The Attention Mechanism in Vision and Language Analysis

Publication Type:
Thesis
Issue Date:
2021
Full metadata record
In psychology, attention is the cognitive process of concentrating on a particular aspect of information while ignoring other perceivable elements. Human visual/linguistic perceptions can eliminate distracting factors and concentrate on the most relevant components with psychological attention’s guidance. In representation learning, an operator imitating the psychological attention mechanism in feature aggregation is also in demand. CNN and RNN are the fundamental frameworks in representation learning, and they have aptitudes for processing structured data. However, the recurrent nature of RNN dilutes the long-term information as the sequence length grows. Moreover, with a fixed kernel size, the convolution has difficulty modeling the long-range relations between pixels. In order to solve the problems above, the attention mechanism is introduced to representation learning. The attention operator treats candidate elements as a set without considering their order or position; therefore, the attention-based models can concentrate on the relevant elements flexibly and free from the bondage of data structure.

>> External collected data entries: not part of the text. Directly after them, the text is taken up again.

PR #401, opened 2022-02-22
Publish actions spacing

### LINKED ISSUE #382: Mobile UI alinements
**Describe the bug**
On the mobile device, the share and embed buttons are too close together. Spread them 16 px apart. 
The link [Created with visualize.admin.ch](https://int.visualize.admin.ch/en/v/Fz1D2p8CtLlj) should be on one line if possible.

**To Reproduce**
1. Go to [link](https://int.visualize.admin.ch/en/v/Fz1D2p8CtLlj ) on mobile

**Screenshots**
Image from iOS

bprusinowski:
Fixes #382.

I don't think we need a `direction=['column', 'row']` there, as "Share" and "Embed" buttons IMO should be next to each other if the space allows. Let me know what you think, I can also switch back to `Stack`, but it wasn't working as expected (open https://int.visualize.admin.ch/en/v/Fz1D2p8CtLlj and resize the window; the margin between items is removed at a point where they should be stacked, but they are not).

### DIFF
--- a/app/components/publish-actions.tsx
+++ b/app/components/publish-actions.tsx
@@ -1,4 +1,12 @@
 import { t, Trans } from "@lingui/macro";
+import * as clipboard from "clipboard-polyfill/text";
+import Downshift, { DownshiftState, StateChangeOptions } from "downshift";
+import {
+  MouseEvent as ReactMouseEvent,
+  ReactNode,
+  useEffect,
+  useState,
+} from "react";
 import {
   Box,
   Button,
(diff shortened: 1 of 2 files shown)


ptbrowne:
Weird, it seems Stack is missing here.

```
        display: "flex",
        flexDirection: directions,
 ```

I am fine with the flex gap, I checked for support recent version of Edge and it seems OK.

ptbrowne (dismissed):

ptbrowne:
Stack should use gap and flexbox I think. It'd be the best of both worlds what do you think ? I think it's a good component to have in the toolbox.

bprusinowski:
Hmmm, I think it makes sense. But then there would be no need for this custom CSS in favor of flexGap, right?

ptbrowne:
Right.

ptbrowne (approved):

This thesis mainly focuses on the attention mechanism for vision and language analysis and researches 1) multimodal attention for image captioning, 2) the positional awareness in attention, 3) local attention for multi-level feature fusion. We begin with the benchmark vision & language task – image captioning, and investigate how to extend the transformer model with the ability to leverage multimodal information simultaneously. Going beyond the attention mechanism exploring content similarity solely, we develop the bilateral attention mechanism, which is equipped with positional awareness. Comprehensive experiments are conducted on two representative tasks, i.e., semantic segmentation and machine translation, and the encouraging results show that position-awareness is a beneficial supplement for the attention mechanism. Furthermore, We explore if it is feasible to replace the standard convolution with a local attention-based operator based on the attention with positional awareness. Besides, the dynamic local operator demonstrates its adaptiveness in multi-level feature fusion for semantic segmentation. Finally, the thesis is concluded with some future directions on the attention mechanism.